Project Web Access 2007で更新依頼の過去データを削除する方法

Microsoft Project Server 2007について、ネット上に英語でしか存在しないTipsをご紹介。
そもそもMicrosoft Project Serverなる製品を使っている奇特な企業がどれくらいあるのか知らないが…。
プロジェクトメンバーからの作業時間報告を、プロジェクト管理者の方々がProject Web Accessをつかって承認するとき、以下のような手順になる。
(1)Project Web Accessの左はしのメニュー「承認>タスクの更新」をクリック。

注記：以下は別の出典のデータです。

Issue #1849, opened 2025-10-27
Recovery process for unprocessed messages


ntn-x2:
Two types of messages need to be recovered: messages that are to be blended, and messages that have been decapsulated.

In both cases, if the node is not able to send them because of a crash, the next time it starts it needs to recover them.

For data messages, a fresh leadership `PoQ` should be used. Both message types will be released at the next release round.

PR #1857, opened 2025-10-28
feat(blend): recover processed but unsent messages for same-session recovery

ntn-x2:

Fixes https://github.com/logos-co/nomos/issues/1849. This PR is built on top of https://github.com/logos-co/nomos/pull/1851, which introduces basic recovery support for Blend core service.

This PR does two things:

1. It adds support for recovering processed messages that have been randomly delayed, in case the service or the node shuts down before they are scheduled for release, and
2. Improve the recovery logic using a type-safe approach that allows us to batch multiple changes together before sending them to the recovery backend to store on file. It works by implementing an API that goes from state -> state updater to apply changes, and then state updater -> state to commit those changes to file and return the latest state. This should provide quite a solid ground to add more information to the service recovery.

Yes.

@ntn-x2 

N/A

No.

## Checklist

* [x] 2. Description added.

### DIFF
--- a/nomos-services/blend/src/core/state.rs
+++ b/nomos-services/blend/src/core/state.rs
@@ -252,8 +252,8 @@ mod state_updater {
             self.inner.spend_quota(amount);
         }
 
-        /// Consumes `self` and return the **changed** state without storing the
-        /// changes via the underlying
+        /// Consumes `self` and return the state with any changes applied to it,
+        /// without storing those changes via the underlying
         /// `overwatch::services::state::StateUpdater`.
         ///
         /// It is important to note that it is not equivalent to calling


nomos-services/blend/src/core/mod.rs
```diff
@@ -723,7 +760,14 @@ fn handle_incoming_blend_message<
...
             blending_token_collector.insert(blending_token);
-            scheduler.schedule_message(remaining_encapsulated_message.into());
+            let processed_message = ProcessedMessage::from(remaining_encapsulated_message);
+            scheduler.schedule_message(processed_message.clone());
+            assert_eq!(
+                state_updater.add_unsent_message(processed_message),
+                Ok(()),
+                "There should not be another copy of the same encapsulated message already processed."
+            );
+            state_updater.commit_changes()
```
youngjoon-lee, line 773: Just asking what you mentioned in the PR description: 
> Improve the recovery logic using a type-safe approach that allows us to batch multiple changes together before sending them to the recovery backend to store on file. 

If I didn't miss anything, we don't batch changes in the current codebase, but we can later when necessary, right? It seems that we currently call `commit_changes` every time we mutate the state.

nomos-services/blend/src/core/state.rs
```diff
@@ -1,69 +1,382 @@
...
+
+    #[derive(Clone)]
+    /// Recovery state for Blend core service.
+    pub struct ServiceState<BackendSettings, BroadcastSettings> {
+        /// The last session that was saved.
+        last_seen_session: u64,
+        /// The last value for the core quota allowance for the session that is
+        /// tracked.
+        spent_core_quota: u64,
+        unsent_processed_messages: HashSet<ProcessedMessage<BroadcastSettings>>,
```
youngjoon-lee, line 79: Could we probably replace these three fields with the `SerializableServiceState`?

nomos-services/blend/src/core/state.rs
```diff
@@ -1,69 +1,382 @@
...
+        pub fn into_inner(self) -> ServiceState<BackendSettings, BroadcastSettings> {
+            self.inner
+        }
+
+        pub const fn consume_core_quota(&mut self, amount: u64) {
+            self.changed = true;
+            self.inner.spend_quota(amount);
+        }
+
+        /// Consumes `self` and return the **changed** state without storing the
```
youngjoon-lee: "maybe changed"? I guess the state can remain the same if the user didn't do anything with it? (as reflected in `self.changed`).

youngjoon-lee (commented):
Good design. Left only few comments not critical before approving.

nomos-services/blend/src/core/mod.rs
ntn-x2: The whole point of recovery is to be safe in case of sudden crashes shutdowns, so we can't postpone too much else we risk losing info. What I mean by batching here is that you take a state, you derive an object to make changes on it, and when you are done with the changes you `commit` them by interacting with the overwatch `StateUpdater`. So you don't store on every single change, but you decide when to do so, and you don't have to interact with the `StateUpdater` component directly, but you instead call a method on this updater object. For instance, when we process previously delayed messages, we remove each message from the "overlay" when we transform them into a future (https://github.com/logos-co/nomos/pull/1857/files#diff-d0b3b76bceb9f74b9327e52d486faa6e49714f4a9da31a0cc5633b5d72673b53R822), but we write the changes only once at the end, after we also account for all the consumed core quota at this round (https://github.com/logos-co/nomos/pull/1857/files#diff-d0b3b76bceb9f74b9327e52d486faa6e49714f4a9da31a0cc5633b5d72673b53R858). This is what I meant by batching updates. Was anything unclear in the current version of this PR?

nomos-services/blend/src/core/state.rs
ntn-x2: Yeah I thought about it, I think we could do it, although the `SerializableServiceState` type might in future hold values that are only needed for (de)serialization, that we don't need in the actual state.

nomos-services/blend/src/core/state.rs
ntn-x2: Yeah I can update the comment, good point.

ntn-x2: https://github.com/logos-co/nomos/pull/1857/commits/89ecf0b80e982303dd151e135b17df980ead9f54

nomos-services/blend/src/core/mod.rs
youngjoon-lee: Aha, yeah, I got it. Thank you. I missed the `state_updater.remove_sent_message`. Yeah, it makes sense and useful.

(2)「タスクの更新」画面になるので、メニューの「ジャンプ>適用された依頼とエラー」をクリック。
(3)「適用されたタスクの更新依頼とエラー」画面になるので、「承諾済み」が「はい」で、かつ「発行済」が「いいえ」の更新依頼を絞り込み表示し、行頭のチェックボックスにチェックマークを付け、「発行」ボタンをクリック。
ただ、これを毎日くり返していると、「適用されたタスクの更新依頼とエラー」画面に、「承諾済み」が「はい」で、かつ「発行済」も「はい」のゴミデータがどんどんたまっていく。
そのせいで、この画面が開くまでに数十秒もかかるようになり、非常にうざったい。
そこでゴミデータを削除したいのだが、ゴミデータの行頭のチェックボックスにチェックマークを付け、「削除」ボタンをクリックしても、削除されない。
明らかにProject Web Accessのバグだが、Microsoft的には「仕様」なので、仕方がない。
「適用されたタスクの更新依頼とエラー」画面の過去のゴミデータを削除したい方は、以下の方法で削除できる。
ただし、自分が所有者になっているプロジェクトファイルについてだけしか以下の操作はできず、かつ、Project Web Accessのシステム「管理者」権限が必要となる。
(1)該当のプロジェクトをProject Professionalで開く。
(2)そのままの状態で、Internet ExplorerからProject Web Accessを開き、左はしのメニュー「サーバー設定>データベース管理>エンタープライズ オブジェクトの削除」をクリック。
(3)「エンタープライズ オブジェクトの削除画面で、「Project Serverから何を削除しますか?」で「プロジェクト、提案、および作業」を選択。
(4)同画面の「選択したプロジェクトの削除」で「発行済みデータベースのみからプロジェクトを削除する」を選択。これが重要。ここを間違えるとプロジェクトのデータが消失してしまうので、要注意。
(5)同画面の下方のプロジェクト一覧から、ゴミデータを削除したいプロジェクトにチェックマークを付け、画面右上の「削除」ボタンをクリック。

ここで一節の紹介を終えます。